Brief:
Say, as a bare number, how many lines of the listing contain "doubt".

Material to process:

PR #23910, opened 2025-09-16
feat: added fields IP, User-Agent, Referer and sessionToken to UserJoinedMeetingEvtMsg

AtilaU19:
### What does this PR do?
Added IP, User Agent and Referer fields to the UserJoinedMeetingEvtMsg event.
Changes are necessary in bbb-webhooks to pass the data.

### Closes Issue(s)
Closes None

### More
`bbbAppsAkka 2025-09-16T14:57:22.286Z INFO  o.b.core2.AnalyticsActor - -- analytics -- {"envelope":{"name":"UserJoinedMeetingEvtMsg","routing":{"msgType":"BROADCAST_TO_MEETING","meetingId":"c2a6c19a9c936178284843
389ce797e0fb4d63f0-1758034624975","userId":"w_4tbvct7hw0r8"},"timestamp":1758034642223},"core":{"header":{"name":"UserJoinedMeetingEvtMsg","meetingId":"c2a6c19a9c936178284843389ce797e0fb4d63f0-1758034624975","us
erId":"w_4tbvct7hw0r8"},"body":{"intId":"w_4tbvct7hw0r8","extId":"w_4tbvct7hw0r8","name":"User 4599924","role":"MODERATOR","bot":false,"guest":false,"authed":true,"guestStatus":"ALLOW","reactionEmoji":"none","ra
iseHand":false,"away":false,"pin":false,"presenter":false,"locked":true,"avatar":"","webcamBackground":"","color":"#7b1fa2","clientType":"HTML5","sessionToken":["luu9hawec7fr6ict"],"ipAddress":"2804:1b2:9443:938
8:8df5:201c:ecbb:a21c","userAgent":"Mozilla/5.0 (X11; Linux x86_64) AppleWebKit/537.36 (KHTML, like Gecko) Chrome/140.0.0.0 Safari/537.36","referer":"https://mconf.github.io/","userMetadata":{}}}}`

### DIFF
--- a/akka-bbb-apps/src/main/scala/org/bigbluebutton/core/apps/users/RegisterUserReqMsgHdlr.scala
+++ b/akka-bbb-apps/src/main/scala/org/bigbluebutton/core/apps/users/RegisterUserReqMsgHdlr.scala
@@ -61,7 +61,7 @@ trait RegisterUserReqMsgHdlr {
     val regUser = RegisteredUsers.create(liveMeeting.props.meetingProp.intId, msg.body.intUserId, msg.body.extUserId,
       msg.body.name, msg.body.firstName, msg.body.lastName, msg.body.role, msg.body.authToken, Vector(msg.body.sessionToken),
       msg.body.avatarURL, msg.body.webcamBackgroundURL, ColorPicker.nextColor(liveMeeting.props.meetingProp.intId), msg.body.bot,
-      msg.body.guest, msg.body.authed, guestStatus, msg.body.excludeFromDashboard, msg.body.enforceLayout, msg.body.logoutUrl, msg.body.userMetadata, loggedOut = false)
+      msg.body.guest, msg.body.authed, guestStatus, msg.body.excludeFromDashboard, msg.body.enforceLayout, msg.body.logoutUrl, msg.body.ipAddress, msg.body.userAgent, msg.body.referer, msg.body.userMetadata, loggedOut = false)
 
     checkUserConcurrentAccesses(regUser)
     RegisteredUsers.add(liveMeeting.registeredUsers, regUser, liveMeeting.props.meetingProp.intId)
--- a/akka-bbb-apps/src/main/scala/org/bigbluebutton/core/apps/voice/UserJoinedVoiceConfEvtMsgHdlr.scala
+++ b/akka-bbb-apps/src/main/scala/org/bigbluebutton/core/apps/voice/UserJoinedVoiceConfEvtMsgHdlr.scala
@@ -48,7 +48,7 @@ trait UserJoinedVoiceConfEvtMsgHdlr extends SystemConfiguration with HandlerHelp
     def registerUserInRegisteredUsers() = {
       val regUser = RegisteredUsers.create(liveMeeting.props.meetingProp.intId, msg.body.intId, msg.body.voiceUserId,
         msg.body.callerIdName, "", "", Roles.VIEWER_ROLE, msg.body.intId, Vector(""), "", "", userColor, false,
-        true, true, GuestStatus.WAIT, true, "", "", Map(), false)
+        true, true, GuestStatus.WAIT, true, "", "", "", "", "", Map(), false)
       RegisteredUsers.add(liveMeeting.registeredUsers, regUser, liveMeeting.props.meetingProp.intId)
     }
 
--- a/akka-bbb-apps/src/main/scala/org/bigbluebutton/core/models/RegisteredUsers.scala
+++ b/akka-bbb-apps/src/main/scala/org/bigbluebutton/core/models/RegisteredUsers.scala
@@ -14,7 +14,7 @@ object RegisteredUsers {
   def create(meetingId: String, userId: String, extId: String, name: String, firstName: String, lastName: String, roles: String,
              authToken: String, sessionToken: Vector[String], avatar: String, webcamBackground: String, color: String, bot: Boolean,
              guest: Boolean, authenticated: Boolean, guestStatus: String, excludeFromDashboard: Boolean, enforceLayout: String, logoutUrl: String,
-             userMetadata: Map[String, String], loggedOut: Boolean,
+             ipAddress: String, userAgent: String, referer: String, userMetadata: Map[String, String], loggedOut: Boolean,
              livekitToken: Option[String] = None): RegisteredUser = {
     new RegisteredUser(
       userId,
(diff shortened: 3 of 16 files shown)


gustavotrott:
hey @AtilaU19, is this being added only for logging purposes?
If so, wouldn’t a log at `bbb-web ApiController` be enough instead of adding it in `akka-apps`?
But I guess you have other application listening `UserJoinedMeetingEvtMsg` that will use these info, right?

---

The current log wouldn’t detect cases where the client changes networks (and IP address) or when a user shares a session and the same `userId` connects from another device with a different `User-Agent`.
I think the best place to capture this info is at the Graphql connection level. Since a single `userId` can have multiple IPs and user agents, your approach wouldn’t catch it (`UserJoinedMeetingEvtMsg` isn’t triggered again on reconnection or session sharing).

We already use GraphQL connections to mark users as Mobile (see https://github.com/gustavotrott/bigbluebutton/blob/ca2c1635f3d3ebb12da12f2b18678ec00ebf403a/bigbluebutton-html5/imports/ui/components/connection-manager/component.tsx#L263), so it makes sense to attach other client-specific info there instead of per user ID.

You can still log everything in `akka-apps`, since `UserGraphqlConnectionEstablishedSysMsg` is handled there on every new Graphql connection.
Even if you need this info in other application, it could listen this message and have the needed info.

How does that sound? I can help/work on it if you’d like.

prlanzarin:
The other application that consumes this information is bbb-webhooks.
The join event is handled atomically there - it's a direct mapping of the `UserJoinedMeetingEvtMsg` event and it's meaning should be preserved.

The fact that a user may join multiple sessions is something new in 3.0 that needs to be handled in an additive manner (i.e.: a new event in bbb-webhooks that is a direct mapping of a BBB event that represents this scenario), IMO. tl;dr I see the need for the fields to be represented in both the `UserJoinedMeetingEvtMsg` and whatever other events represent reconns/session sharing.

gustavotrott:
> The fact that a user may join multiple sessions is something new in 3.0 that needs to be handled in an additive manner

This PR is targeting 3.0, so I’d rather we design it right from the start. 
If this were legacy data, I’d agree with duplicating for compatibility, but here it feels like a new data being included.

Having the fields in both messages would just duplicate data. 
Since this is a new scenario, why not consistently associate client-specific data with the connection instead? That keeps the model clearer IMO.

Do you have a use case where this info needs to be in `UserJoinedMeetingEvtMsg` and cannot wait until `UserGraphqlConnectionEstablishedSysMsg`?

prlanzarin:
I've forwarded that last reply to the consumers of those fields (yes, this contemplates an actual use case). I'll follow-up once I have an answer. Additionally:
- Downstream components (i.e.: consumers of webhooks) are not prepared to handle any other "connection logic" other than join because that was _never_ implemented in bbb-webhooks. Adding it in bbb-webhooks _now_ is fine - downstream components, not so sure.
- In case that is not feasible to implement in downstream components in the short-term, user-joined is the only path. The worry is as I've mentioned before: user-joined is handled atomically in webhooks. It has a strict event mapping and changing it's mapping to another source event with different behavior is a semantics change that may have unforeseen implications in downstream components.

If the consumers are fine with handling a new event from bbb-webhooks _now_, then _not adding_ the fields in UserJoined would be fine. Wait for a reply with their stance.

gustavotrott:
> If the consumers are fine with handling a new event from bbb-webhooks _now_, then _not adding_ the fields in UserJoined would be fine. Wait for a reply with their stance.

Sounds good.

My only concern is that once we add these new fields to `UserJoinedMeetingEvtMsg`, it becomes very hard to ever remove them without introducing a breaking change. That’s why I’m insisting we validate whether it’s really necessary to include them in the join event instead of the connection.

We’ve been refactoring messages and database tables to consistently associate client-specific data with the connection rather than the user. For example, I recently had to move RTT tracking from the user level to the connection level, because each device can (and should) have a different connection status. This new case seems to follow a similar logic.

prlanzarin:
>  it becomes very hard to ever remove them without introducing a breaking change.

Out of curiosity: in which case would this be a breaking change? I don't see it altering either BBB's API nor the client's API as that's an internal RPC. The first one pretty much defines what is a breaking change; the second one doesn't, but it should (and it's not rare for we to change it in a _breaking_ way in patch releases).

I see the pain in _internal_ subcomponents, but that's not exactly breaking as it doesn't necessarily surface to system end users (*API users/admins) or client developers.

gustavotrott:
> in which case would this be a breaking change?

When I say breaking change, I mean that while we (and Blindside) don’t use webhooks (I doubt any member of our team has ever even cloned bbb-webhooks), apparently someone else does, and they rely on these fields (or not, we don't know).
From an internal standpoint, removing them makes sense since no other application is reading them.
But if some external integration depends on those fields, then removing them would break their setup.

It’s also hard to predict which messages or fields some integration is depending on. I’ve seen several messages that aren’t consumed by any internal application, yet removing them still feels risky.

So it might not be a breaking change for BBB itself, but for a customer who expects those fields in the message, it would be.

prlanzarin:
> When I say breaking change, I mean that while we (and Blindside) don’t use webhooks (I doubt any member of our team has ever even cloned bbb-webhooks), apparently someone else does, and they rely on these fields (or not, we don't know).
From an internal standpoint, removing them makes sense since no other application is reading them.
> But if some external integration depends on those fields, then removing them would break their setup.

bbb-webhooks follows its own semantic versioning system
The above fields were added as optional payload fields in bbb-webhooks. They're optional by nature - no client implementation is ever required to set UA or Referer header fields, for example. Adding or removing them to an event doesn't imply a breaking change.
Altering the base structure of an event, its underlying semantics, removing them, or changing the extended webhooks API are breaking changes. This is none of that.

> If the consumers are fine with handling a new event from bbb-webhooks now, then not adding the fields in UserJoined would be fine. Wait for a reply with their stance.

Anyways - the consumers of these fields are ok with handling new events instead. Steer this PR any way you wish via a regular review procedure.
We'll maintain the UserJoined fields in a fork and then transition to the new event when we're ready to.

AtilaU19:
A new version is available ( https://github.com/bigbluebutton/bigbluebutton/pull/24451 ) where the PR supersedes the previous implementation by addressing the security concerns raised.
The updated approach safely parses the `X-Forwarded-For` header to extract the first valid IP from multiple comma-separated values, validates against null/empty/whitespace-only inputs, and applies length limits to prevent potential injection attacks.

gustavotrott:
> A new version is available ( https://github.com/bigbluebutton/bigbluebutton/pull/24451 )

Answer space:
2